(Dataset records)
PR #632, opened 2024-11-19
consortium-v2: move extraData check with contract into a function

minh-bq:
This commit refactors the logic that checks extraData's validator information with contract data into a separate function. It also adds more information in the error cases.


andicrypt:
LGTM

andicrypt (approved):

PR #636, opened 2024-11-25
consortium-v2: only return when failing to verify extraData

minh-bq:
In commit 584db0f668 ("consortium-v2: move extraData check with contract into a function"), we refactor the code and mistakenly return even if we successfully verify extraData. Fix it by checking the error and only return if there is an error when verifying extraData.


huyngopt1994:
seem good, retested in PBSS.

huyngopt1994 (approved):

▸ **Activity**:
Write out every line of the entries that holds the word "opened".

▸ **Exercise response**:
PR #632, opened 2024-11-19
PR #636, opened 2024-11-25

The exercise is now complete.